Pair'd has unveiled the 2026 wine and food festival program featuring Netflix's Chef's Table: BBQ star Rodney Scott, alongside 40+ wine-led experiences across Western Australia's Margaret River Region. The festival, scheduled for later this year, pairs international chefs with Margaret River 's wine producers in a format that emphasizes wine-first programming. For travelers planning trips around wine country festivals, Pair'd offers a counterpoint to the European harvest-season circuit, a Southern Hemisphere event that showcases a region still building its international profile.
Margaret River, located three hours south of Perth, has emerged as one of Australia's top wine regions over the past four decades, with a focus on Cabernet Sauvignon, Chardonnay, and Semillon-Sauvignon Blanc blends.
The region's maritime climate, influenced by the Indian Ocean and the Southern Ocean, produces wines with balance and freshness that distinguish them from the riper, more powerful styles of Australia's inland regions.
The Pair'd festival format, which includes winery dinners, masterclasses, and collaborative chef-winemaker events, gives travelers a structured way to explore the region's producer base while experiencing the food culture that has developed alongside the wine industry.
Rodney Scott's participation brings a James Beard Award-winning perspective to the festival, and his whole-hog barbecue style offers an interesting pairing challenge for Margaret River's wine producers.
Driven by the vision and commitment of the Fayard family, Château Saint Marguerite has become a stand-out producer of quality Provence wines.

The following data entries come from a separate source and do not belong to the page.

PR #684, opened 2020-09-07
Add PR deployment action

jacobwinch:
## Why are you doing this?

This PR provides an easy mechanism for deploying a branch to a public URL. In the short-term this can be used for manually testing changes (either your own, or someone else's, as part of the code review process). Longer term, exposing a public URL for every PR allows us to easily run additional tasks/checks (e.g. taking screenshots, running performance tests etc.). 

Thanks to @jorgeazevedo who did all of the hard work on this with Dotcom (see https://github.com/guardian/dotcom-rendering/pull/1841) - I've borrowed liberally from his work here!

Whilst under development, this check won't (automatically) run against every PR - see `How will it work?` section for more details.

## Changes

- Add new GitHub workflow
- Modify config fetching code to avoid call to SSM if running in the GH Actions environment

## How will it work?

Adding the `PR Deployment` label starts the new workflow*:

image

Once the workflow has started the application, another status check will appear. This provides a link to the running environment:

image

The check will only run if the `PR Deployment` label is added to a PR. Adding any other label will produce a 'skipped' check:

image

*Note that this workflow will keep running (and retain the yellow 'pending' dot) until the timeout is reached. Developers do not need to wait for this check to 'finish' before merging.


webb04 (approved):
This is great! thanks a 

Is this time the creation time rather than the expiry? "This PR is now live until Fri 08:57. Click details to access it ->"

Or is it open for 12 hours?

jacobwinch:
> Is this time the creation time rather than the expiry? "This PR is now live until Fri 08:57. Click details to access it ->"

Good catch, we're adding an hour to the current time (``date -d "+1 hour" "+%a %H:%M"``), but the timezone on the GitHub Containers is UTC (which is 1 hour behind BST), so we end up with the current time! This should fix it: https://github.com/guardian/apps-rendering/pull/684/commits/3d7476111e561bd6ca1edc41973fdef4f0f3b469

image

JamieB-gu:
FYI @alexduf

The estate, located in the Côtes de Provence appellation, represents the kind of family-driven investment that has reshaped Provence over the past two decades, a shift from bulk rosé production to estate-bottled wines with terroir specificity and cellar precision.

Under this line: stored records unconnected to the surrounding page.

PR #692, opened 2020-09-08
Live:104 - converted star rating icon to svg

dskamiotis:
## Why are you doing this?

Currently Star Rating is using icons which cause issues when rendering in certain browser and ios/android versions, with strange fallback icons when not loading (square box).

Issues regarding Icons and how SVg are more desirable:

We could provide PNG icons as fallback, but since we have SVG's as part of source not necessary.

## Changes

- Customised styles for the new SVG element
- Included SvgStar instead of the icon as a tag

## Screenshots

| Before | After |
| --- | --- |
|  |  |

### DIFF
--- a/src/components/starRating.tsx
+++ b/src/components/starRating.tsx
@@ -22,7 +22,7 @@ const starStyles = css`
 ;
     svg {
         margin: 0 -0.125rem;
-        height: 2rem;
+        height: 1.75rem;
     }
 
     ${darkModeCss`
--- a/src/components/starRating.tsx
+++ b/src/components/starRating.tsx
@@ -1,32 +1,23 @@
 // ----- Imports ----- //
 
-import React, { ReactNode, ReactElement } from 'react';
+import React, { ReactNode, FC } from 'react';
 import { css } from '@emotion/core';
-import { brandAltBackground, text } from '@guardian/src-foundations/palette';
-import { remSpace } from '@guardian/src-foundations';
-
+import { brandAltBackground, brandAltLine } from '@guardian/src-foundations/palette';
+import { SvgStar } from '@guardian/src-icons';
 import { Item } from 'item';
-import { icons, darkModeCss } from 'styles';
+import { darkModeCss } from 'styles';
 import { Design } from '@guardian/types/Format';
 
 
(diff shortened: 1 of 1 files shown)


dskamiotis:
@benwuersching I have added you as we re factored the construction of the SvgStar for star rating and tried to keep as similar to DCR and code live.

benwuersching:
@dskamiotis This looks good, thank you. The new stars seem ever so slightly further apart. Could they move slightly closer to each other?

JamieB-gu:
> Could they move slightly closer to each other?

I think this is actually because the component in Source contains padding on the left and right. @SiAdcock do you think we should adjust this here in CSS or tweak the SVG in Source?

src/components/starRating.tsx
```diff
@@ -1,56 +1,53 @@
...
-
-    &:nth-of-type(1) {
-        padding-left: ${remSpace[1]};
-    }
+    line-height: 0;
 
-    &:nth-of-type(5) {
-        padding-right: ${remSpace[1]};
+    svg {
+        height: 2rem;
```
webb04, line 20: Do we lose some of that right padding?

src/components/starRating.tsx
```diff
@@ -16,7 +16,12 @@ const starStyles = css`
     display: inline-block;
     line-height: 0;
 
+    &:nth-of-type(5) {
+        padding-right: 2px;
+    }
+;
     svg {
+        margin: 0 -2px;
```
JamieB-gu, line 24: You may want to convert this to `rem` to handle scaling.

src/components/starRating.tsx
```diff
@@ -1,56 +1,58 @@
...
+    line-height: 0;
 
     &:nth-of-type(5) {
-        padding-right: ${remSpace[1]};
+        padding-right: 2px;
+    }
+;
+    svg {
+        margin: 0 -0.125rem;
+        height: 2rem;
```
webb04, line 25: This brings the size a bit closer to dotcom and the current apps-rendering articles:

```suggestion
        height: 1.75rem;
```

webb04 (approved):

Provence rosé has undergone a transformation since the early 2000s, when a handful of estates began bottling wines that emphasized freshness, minerality, and food-pairing versatility over the sweet, simple styles that dominated the category.

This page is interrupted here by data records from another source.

PR #696, opened 2020-09-09
Live 603 icon svg headerimagecaption

dskamiotis:
## Why are you doing this?

Currently Header Image Caption renders an icon of a camera using icons which cause issues when rendering in certain browser and ios/android versions, with strange fallback icons when not loading (square box).

Issues regarding Icons and how SVG are more desirable:

We could provide PNG icons as fallback, but since we have SVG's as part of source not necessary.

## Changes

- Have eliminated use of icon and included the SvgCamera
- Modified the overall styling for header image captions
- Added a customised svg styling for the camera svg and added the styling to the surrounding span tag
- Have tried to keep the ration of image similar to mobile

## Screenshots

| Before | After |
| --- | --- |
|  |  |

### DIFF
--- a/src/components/headerImageCaption.tsx
+++ b/src/components/headerImageCaption.tsx
@@ -14,7 +14,7 @@ const captionId = 'header-image-caption';
 
 const HeaderImageCaptionStyles = css`
 	summary {
-		line-height: 30px;
+		/* line-height: 30px; */
         text-align: center;
         background-color: ${brandAlt[400]};
         color: ${neutral[7]};
@@ -30,11 +30,6 @@ const HeaderImageCaptionStyles = css`
 		
 		span {
 			font-size: 0;
-		}
-
-		svg {
-			position: absolute;
-			right: ${basePx(0.25)};
 		}
 
 		&::-webkit-details-marker {
@@ -61,6 +56,7 @@ const HeaderImageCaptionStyles = css`
 
 		${darkModeCss`
 			color: ${neutral[60]};
+			height: 5rem;
 		`}
 	}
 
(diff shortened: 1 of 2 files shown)


src/components/headerImageCaption.tsx
```diff
@@ -62,6 +48,7 @@ const HeaderImageCaptionStyles = css`
 
 		${darkModeCss`
 			color: ${neutral[60]};
+			height: 5rem;
```
JamieB-gu, line 51: The `height` changes when in dark mode?

src/components/headerImageCaption.tsx
```diff
@@ -75,18 +62,28 @@ const HeaderImageCaptionStyles = css`
 	}
 `;
 
+const svgStyle = css`
+	line-height: 55px;
```
JamieB-gu, line 66: Can we convert this to `rem` for scaling purposes? I think it will be approximately `3.44rem`.

src/components/headerImageCaption.tsx
```diff
@@ -75,18 +62,28 @@ const HeaderImageCaptionStyles = css`
...
+	font-size: 0;
+	svg {
+		width: ${basePx(2.7)};
+    	height: ${basePx(2.7)};
```
JamieB-gu, line 70: `basePx` is deprecated, please use `1.35rem` here instead:

```suggestion
        width: 1.35rem;
        height: 1.35rem;
```

src/renderer.test.ts
```diff
@@ -217,13 +218,13 @@ describe('Renders different types of elements', () => {
...
         const pullquote = nodes.flat()[0];
-        expect(getHtml(pullquote)).toContain('<blockquote><p>quote</p></blockquote>');
+        expect(getHtml(pullquote)).toContain('<aside><blockquote><p>quote</p></blockquote></aside>');
     })
 
     test('ElementKind.Pullquote with attribution', () => {
         const nodes = render(pullquoteWithAttributionElement())
         const pullquote = nodes.flat()[0];
-        expect(getHtml(pullquote)).toContain('<blockquote><p>quote</p><cite>attribution</cite></blockquote>');
+        expect(getHtml(pullquote)).toContain('<aside><blockquote><p>quote</p><cite>attribution</cite></blockquote></aside>');
```
JamieB-gu, line 227: Have these been pulled in from some other changes?

JamieB-gu (commented):
Nice! A few questions/comments.

src/renderer.test.ts
dskamiotis: Yes it was pulled in from prev ticket, ill update and check both as the test was written

src/components/headerImageCaption.tsx
dskamiotis: not sure how that got there!

JamieB-gu (approved):

JamieB-gu:
Think we might be seeing a couple visual bugs with this in Safari and Firefox:

| Safari | Firefox |
| - | - |
| safari | firefox |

Château Saint Marguerite's approach reflects this shift: the estate focuses on estate-grown fruit, careful vineyard management, and winemaking techniques that preserve the delicate aromatics and crisp acidity that define high-quality Provence rosé.
For travelers planning Provence itineraries, Château Saint Marguerite offers a case study in how the region has evolved beyond the beach-bottle stereotype.
The estate's location in the Côtes de Provence appellation, the largest and most diverse of Provence's rosé-producing zones, gives it access to a range of terroirs, from coastal vineyards influenced by Mediterranean breezes to inland sites with more continental characteristics.
The wines of Apremont in Savoie are wines of light and air, according to Decanter. Apremont, a cru within the Vin de Savoie appellation, produces white wines from Jacquère grown on limestone scree left by a medieval mountain collapse. The wines, crisp, mineral-driven, and built for alpine cuisine, represent the kind of regional specificity that gets lost in the global wine conversation.
The mountain collapse that created Apremont's terroir occurred in 1248, when a section of Mont Granier broke away and buried several villages under millions of tons of limestone rubble. The resulting scree field, known locally as the Abymes, became the foundation for Apremont's vineyards.
The limestone soils drain quickly and reflect sunlight back onto the vines, creating conditions that allow Jacquère, a neutral, high-acid variety, to ripen while retaining the freshness that defines Savoie whites.
For travelers planning trips to the French Alps, Apremont offers a wine-country detour that pairs naturally with skiing, hiking, and the region's cheese-driven food culture. The wines are best consumed young, within two to three years of the vintage, and they pair particularly well with the region's fondue, raclette, and charcuterie traditions.